- **WHAT THE TASK ASKS**
Return each line of the entries that mentions the word "this".

:: SUPPLIED INFORMATION ::

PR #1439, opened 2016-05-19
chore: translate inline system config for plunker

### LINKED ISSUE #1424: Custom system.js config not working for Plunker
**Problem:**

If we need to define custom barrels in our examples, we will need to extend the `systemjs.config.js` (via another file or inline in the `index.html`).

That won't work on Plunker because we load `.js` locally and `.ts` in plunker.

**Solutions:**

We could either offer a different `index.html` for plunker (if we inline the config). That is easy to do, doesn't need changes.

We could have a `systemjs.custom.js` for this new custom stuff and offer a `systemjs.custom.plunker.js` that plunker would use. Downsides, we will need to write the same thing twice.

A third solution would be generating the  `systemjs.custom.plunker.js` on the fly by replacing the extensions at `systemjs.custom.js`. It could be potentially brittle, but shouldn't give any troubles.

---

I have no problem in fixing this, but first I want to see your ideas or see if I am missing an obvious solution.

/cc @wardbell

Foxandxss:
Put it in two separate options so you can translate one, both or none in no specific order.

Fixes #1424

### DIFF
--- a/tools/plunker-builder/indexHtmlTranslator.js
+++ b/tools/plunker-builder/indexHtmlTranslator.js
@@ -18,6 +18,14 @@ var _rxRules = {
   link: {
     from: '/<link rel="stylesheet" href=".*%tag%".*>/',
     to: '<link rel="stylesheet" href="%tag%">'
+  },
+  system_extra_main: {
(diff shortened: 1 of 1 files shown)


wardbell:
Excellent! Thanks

:::

- **SOLUTION TO THE EXERCISE**
We could have a `systemjs.custom.js` for this new custom stuff and offer a `systemjs.custom.plunker.js` that plunker would use. Downsides, we will need to write the same thing twice.
I have no problem in fixing this, but first I want to see your ideas or see if I am missing an obvious solution.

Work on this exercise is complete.